Traps deal damage to the target without the assistance of the player. Not all traps are hidden and visible traps can induce a sense of safety in the target before he/she triggers the main one. In the following, the target is either the player or a mob, and not all traps are equally effective against them.
To describe traps, we must break down the parts. There are three parts that can be seen in most traps. We'll go into more detail below.
- Trigger. The trigger is what starts the trap. It tends to be triggered by the target.
- Complication. These make the trap more efficient, but are not strictly necessary.
- Method. The method is the way the target is dispatched. The method is how the damage is dealt.

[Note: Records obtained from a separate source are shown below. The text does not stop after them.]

PR #45, opened 2020-09-02
Fixes from e12014 experiment

anthoak13:
Two changes are allowing the full range of time bucket options and recording the timestamp into in ATRawEvent, I missed that in the first pass.,


Yassid:
Actually, important for the next experiment

PR #46, opened 2020-09-02
Fix a stupid mistake in the merge

anthoak13:
I accidently left two version of the time bucket switch statement in the code. I also recently found Alex Carls thesis that has a decent overview of the framework, so I added a link to that in the readme.


Yassid:
We should actually complete the manual that Alex wrote.

PR #48, opened 2020-09-04
Added working fission generator and made gas fano factor and GET electronic gain modifiable parameters in ATDigiPar file

anthoak13:


anthoak13:
Realized I forgot to add the shaping time to the digipar file too. Fixes that then will resubmit pull requewst

Issue #1847, opened 2020-05-15
On macOS, restore horizontal scrolling while still fixing the bugs found in #1317


mrkwnzl:
This is a follow-up to #1317. Also pinging @Azhrei 

I experimented around and found a way to restore horizontal scrolling on macOS, while still avoiding the conflicting behavior while zooming or editing Token Layout (Edit Token > Config). My solution is to check if on macOS and if shift is pressed, then ignore only on problematic cases, instead of globally. 

It’s still not possible to use shift + mouse wheel to set the facing.

It certainly needs a bit more testing, especially on Windows and Linux. I *think* my changes only affect macOS, but I’m not entirely sure.

Phergus:
No impact seen on Windows.  Facing, zooming, config zoom all working as before.

mrkwnzl:
Sorry for the back and forth, but after some more rigorous testing, I found some more problematic cases (frame5/dialog5 and scrolling in windows with _only_ horizontal scrollbars), which I cannot easily solve with my method above.

With the final release of 1.7.0 being close, I’d prefer our previous solution of ignoring all horizontal scroll events, as that makes MapTool less glitchy, at least until I worked out those kinks, too. 

I have for now reverted the changes and issued a PR in the hopes that you agree that a less glitchy release would be preferred.

Azhrei:
There is code deep in the peer UI classes for Swing that applies scroll events to whichever scroll bar is visible if there’s only one.  That’s likely what you’re seeing in regards to what happens when only the h.scroll is visible.  Just FYI.

mrkwnzl:
Thank, @Azhrei, I’ll take a look at that, but I’ll need more time and testing for that. I didn’t realize that the final 1.7.0 release was so close when I issued #1848, otherwise I would have waited for a later release with that.

Phergus:
Just checking but you didn't expect reverting the change would fix the horizontal scrolling in frame5 for Windows (#1862 )?

mrkwnzl:
No, #1842 must have a different root cause. I suspect is has something to do with scrolling in frame5/dialog5 being handled by JavaFX, while the rest of scrolling in MapTool is handled by Swing.

Phergus:
That's what I thought.

PR #1848, opened 2020-05-15
Restore horizontal scrolling on macOS

mrkwnzl:
Discussion and description in #1847

---
This change is [Reviewable](https://reviewable.io/reviews/rptools/maptool/1848)


Azhrei:
So why do some pieces of code use `SwingUtil.isShiftDown(e)` and others use `e.isShiftDown()`?  If you're in there changing things, we should probably consolidate.  And perhaps we should use the `SwingUtil` approach since that delegates event specifics to a separate class which means global updates could be done in one place in the future.

Phergus:
That sounds like a good idea to me and its a good time to do it.

mrkwnzl:
According to the search in IntelliJ, my instances were the only ones. And as I just learned, GitHub updated this already.

PR #1854, opened 2020-05-16
Fixes incorrect ordering of CSS when the CSS is loaded from a macro button (eg CSS@lib:css)

### LINKED ISSUE #1853: Frame5/Dialog5/Overlay load CSS in incorrect order when link points to  macro
**Describe the bug**
When CSS is loaded from a macro via the link tag it is inserted at the top of the head element before anything else.

**To Reproduce**
Campaign Attached which demonstrates the error.

**Expected behavior**
CSS should be loaded in the order it is defined in the link tag.

**MapTool Info**
1.7 Alpha
[CSSPrecedenceError.zip](https://github.com/RPTools/maptool/files/4637990/CSSPrecedenceError.zip)

cwisniew:
Does what it says on the tin
closes #1853

---
This change is [Reviewable](https://reviewable.io/reviews/rptools/maptool/1854)

### DIFF
--- a/src/main/java/net/rptools/maptool/client/ui/htmlframe/HTMLWebViewManager.java
+++ b/src/main/java/net/rptools/maptool/client/ui/htmlframe/HTMLWebViewManager.java
@@ -358,7 +358,7 @@ public class HTMLWebViewManager {
     // Deal with CSS and events of <link>.
     nodeList = doc.getElementsByTagName("link");
     for (int i = 0; i < nodeList.getLength(); i++) {
-      fixLink(nodeList.item(i).getAttributes(), nodeCSS, doc);
+      fixLink(nodeList.item(i), nodeCSS, doc);
     }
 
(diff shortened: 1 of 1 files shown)


cwisniew:
#1853 contains attached campaign demonstrating the error

Merudo:
Won't this cause issues if more than one link is added to the page?

Merudo:
Nice! Cleaner logic too than what was there before.

Two things:

1) Parameter `refNode` is now useless and should be removed
2) `System.out.println(html);` prints the whole document to the console. I assume this was for testing, but it should be removed

cwisniew:
yeah I need to remove that output oops!
But just noticed there is a bug still when there are multiple CSS from macro they are in reverse order.

cwisniew:
pushed fix for reverse ordering of ccs@lib:token
also addressed above feedback.

PR #1875, opened 2020-05-18
Fix incorrect macroprop "toolapplyToSelected"

### LINKED ISSUE #1874: getMacroProps returns misnamed property "toolapplyToSelected"
**Describe the bug**
The json returned by `getMacroProps` returns the property `toolapplyToSelected`.

The property name should be `applyToSelected` instead.

**To Reproduce**
1. Use `getMacroProps` on a macro.
2. Notice the included property `toolapplyToSelected` and the missing `appyToSelected`

**Expected behavior**

The property is named  `appyToSelected`

**MapTool Info**
- Version: 1.7.0
- Install: New

 - OS: Windows
 - Version: 10

Merudo:
- Fix getMacroProps returning properties with "toolapplyToSelected" and "tooltooltip" instead of "applyToSelected" and "tooltip"
- Fix #1874

---
This change is [Reviewable](https://reviewable.io/reviews/rptools/maptool/1875)

### DIFF
--- a/src/main/java/net/rptools/maptool/client/functions/MacroFunctions.java
+++ b/src/main/java/net/rptools/maptool/client/functions/MacroFunctions.java
@@ -170,12 +170,8 @@ public class MacroFunctions extends AbstractFunction {
       props.addProperty("playerEditable", mbp.getAllowPlayerEdits());
       props.addProperty("command", mbp.getCommand());
       props.addProperty("maxWith", mbp.getMaxWidth());
-      if (mbp.getToolTip() != null) {
-        props.addProperty("tooltip", mbp.getToolTip());
-      } else {
-        props.addProperty("tooltooltip", "");
-      }
-      props.addProperty("toolapplyToSelected", mbp.getApplyToTokens());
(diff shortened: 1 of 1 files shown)


src/main/java/net/rptools/maptool/client/functions/MacroFunctions.java
```diff
@@ -175,7 +175,7 @@ public Object getMacroButtonProps(Token token, int index, String delim) throws P
       } else {
         props.addProperty("tooltooltip", "");
```
selquest, line 176: Looks like this will also create a bad property name "tooltooltip" in cases of missing tooltip.

Merudo: Good catch!

Phergus:
@selquest   You have a blocking comment that needs resolution.

Merudo:
I'm sorry@selquest - I didn't mean to dismiss you from the discussion, I was just trying to mark your comment as resolved since I did implement your very helpful suggestion :).

selquest:
Ahh, sorry - didn't realize I was holding things up with that.  No worries!

PR #1877, opened 2020-05-18
Fix quote symbols created by [if(0), code:{}]

### LINKED ISSUE #1876: Unwanted quote symbols created by [if(0), code:{}]
**Describe the bug**

The code

```
[if (condition), CODE:{ some code }]
```
Will print a unwanted `''` as output if the condition is equal to zero (false).

The current workaround is to add an empty `{}` for the other condition,

```
[if (condition), CODE:{ some code };{}]
```

**To Reproduce**
1. Type `[if(0), code:{}]`
2. Notice the unwanted symbol `''`.

**Expected behavior**
No `''` if no condition is evaluated.

**MapTool Info**
- Version: 1.5.0 to 1.7, probably earlier as well
- Install: New

 - OS: Windows
 - Version: 10

Merudo:
- Fix unwanted quote symbols been produced as output when using the [if] condition together with the CODE argument when the condition is false and no second branch is defined
- Fix #1876

---
This change is [Reviewable](https://reviewable.io/reviews/rptools/maptool/1877)

### DIFF
--- a/src/main/java/net/rptools/maptool/client/MapToolLineParser.java
+++ b/src/main/java/net/rptools/maptool/client/MapToolLineParser.java
@@ -1257,8 +1257,10 @@ public class MapToolLineParser {
                   Matcher testMatcher = Pattern.compile(testRegex).matcher(roll);
                   if (testMatcher.find()) { // verifies that roll body is well-formed
                     rollBranch = testMatcher.group(1 + whichBranch);
-                    if (rollBranch == null)
-                      rollBranch = "''"; // quick-and-dirty way to get no output
+                    if (rollBranch == null) {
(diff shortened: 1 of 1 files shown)


melek:
The end of an era.

Phergus:
That was my that as well @melek.  lol  My fingers are already programmed to just put that second set of braces in.

Merudo:
I'm wondering if any of our veterans will benefit from this. They'll probably just add the `;{}` by force of habit anyway. :wink:

JamzTheMan:
Ha!  I've always refused to add them out of spite! I'll throw all output away and use broadcast before input them in!

So thanks! Im sure I missed a few places...

Issue #1898, opened 2020-05-21
Improve Macro performance


nmeier:
**Describe the bug**

Macros have a couple of areas where they could be improved

1. low level usage of lesser than optimal APIs (e.g. trim() where isBlank can be used) creating more temporary Strings - while that's not a big deal in modern Java, repeated ops like that can slow things down

2. Parser/Expression re-creation on every macro line, even in a loop. One could re-use ExpressionParser/Expressions

3. slower than optimal String functions as every string operation causes the full list to be parsed and converted into ArrayList<String> first, Cost: more String instantiations (minor) but more importantly doesn't allow for optimization (e.g. listGet(0) which should be O(1) but is O(n))

4. Even if a script uses GUIDs (getTokens() rather than getTokenNames() the lookup in Zone.resolveToken() does an expensive case insensitive check for all token names first, before trying to interpret as GUID. That can be made faster.

5. json Arrays are flattened/reparsed unnecessarily between parser lines (in both maptool and parser)

**To Reproduce**

Hard to measure. I've run performance tests at scale (over 500 tokens, with 500 elements) to work around variances in function execution. My test macros (will attach) for sufficiently large sets of tokens to iterate over improved by 3-5x.

I've also run specific function tests at scale which are 10% faster for worst-case and 5-10x faster for delete(), find(), get(), append() for optimal indexes/simple appending.

**Expected behavior**

Faster macros 

**Screenshots**

n/a

**MapTool Info**
- Version: 1.7
- Install: dev

**Desktop (please complete the following information):**
 - OS: Windows

**Additional context**

Adding macro examples with PR. I'll prepare PRs for different areas 1-4

Merudo:
I'm not sure if I fully understand what you mean by 3a and 3b, but I think 1, 2, and 4 should definitely be implemented.

cwisniew:
I think 3a/3b boil down to don't use String lists :)
The only internal representation for them is Strings. 
Even though json has a parsing cost for each fetch from a property its at least a one off, rather than the pathological case for looping through a string list. 

I have plans for notebooks to reduce that parsing for json to once per campaign, actually we could probably do that for token properties too. But I have no such plans for String lists because well people expect them to be Strings so how else would you store them?

nmeier:
Tried to clarify 3a a bit - if you call stringGet(i) for all elements in a list, which is a string with delimiter in a macro, the string is parsed n times into a List<String> to then do a O(1) access for that element.

[...]

PR #1920, opened 2020-05-23
Macro Performance - improve strfunctions (3) and fix jsonarrays being flattened unnecessarily (5)

nmeier:
The string parsing doesn't generate a fully parsed temporary string-list. Functions like append do the appending in one step. Functions that don't have to loop the full list (e.g. get(0)/remove(3)) don't walk the full list.

With sufficient large lists I've seen 3-5x perf improvement.

Added unit test class.

Important to consider as discussed: any pretty formatted string (VALUE+SEPARATOR+SPACE+VALUE+SEPARATOR+SPACE+...) stays pretty formatted. Any non-pretty string (e.g. "a,b, c,d") is not guaranteed to be reformatted (i.e. "a, b, c, d").

Suggestion for #1898

---
This change is [Reviewable](https://reviewable.io/reviews/rptools/maptool/1920)

### DIFF
--- a/src/main/java/net/rptools/maptool/client/MapToolLineParser.java
+++ b/src/main/java/net/rptools/maptool/client/MapToolLineParser.java
@@ -973,8 +973,7 @@ public class MapToolLineParser {
 
                     // If we still dont have a list treat it list a string list
                     if (foreachList == null) {
-                      foreachList = new ArrayList<String>();
-                      StrListFunctions.parse(listString, foreachList, listDelim);
+                      foreachList = StrListFunctions.toList(listString, listDelim);
                     }
                     loopCount = foreachList.size();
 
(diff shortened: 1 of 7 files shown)


cwisniew:
@nmeier please see comment I left in the issue. I much prefer a solution that addresses string lists / prop / json faster. Other wise when we fix json then string list / props will get left out of those performance benefits (I.e. I won't be rolling back changes here to reimplement)

nmeier:
Yeah, this makes string stlist functions faster. It doesn't address json or any possible json improvements. Matter of priorities - fix obvious performance problems with what is there or go for something more holistic. 
I'd still venture to say that this change gets you immediate performance improvement for no real con. Would be great if someone who has slow macros could try it out.

cwisniew:
@nmeier can you resubmit this seems to be out of sync with develop

nmeier:
updated

nmeier:
started work on the flattening of json arrays - this requires a change in https://github.com/RPTools/dicelib/issues/43

WIth a nice dicelib version that allows to optionally skip determinism, I can tune MapTool json array to trim 60% of runtime for my macro append test.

- Bait. This is usually how you lure players in. This can be, for example, valuable objects, or it can be something highly visible, like black wool in the desert. This can be added to your trap or incorporate a small modification to a building being trapped.
A trigger is what activates the trap. Triggers tend to use redstone, but analog triggers are also possible (water breaking torches, for example). Triggers can be effective if hidden in plain sight. This can be a button beside a door, or a pressure plate infront of a door which triggers more than expected.
- Pressure plates send a trigger whenever a player or mob steps on it and the signal is turned off when the player moves. A pressure plate can be attached to an RS NOR latch to stabilize the signal. Hiding a pressure plate can be done by keeping a low light level in the area and placing the pressure plate in the path of any player going through that area.
- Buttons creates a short pulse and can be attached to an RS NOR latch or T flip-flop to stabilize the signal. If a button is used as a trigger, the target must be tricked into believing the button does another task (such as open a door or toggle lights).
- If a block is mined with a redstone torch on it (the torch being out of sight), the destroyed torch can be used as a trigger. The trick is to have the target mine the block on their own free will, which can be done by using a valuable or rare block such as diamond or gold.
- Water currents can be updated by an adjacent block update. This can be seen when redstone redirects water but also works with doors activated by hand and furnaces. The updated water flow would then knock out a redstone torch, creating the signal.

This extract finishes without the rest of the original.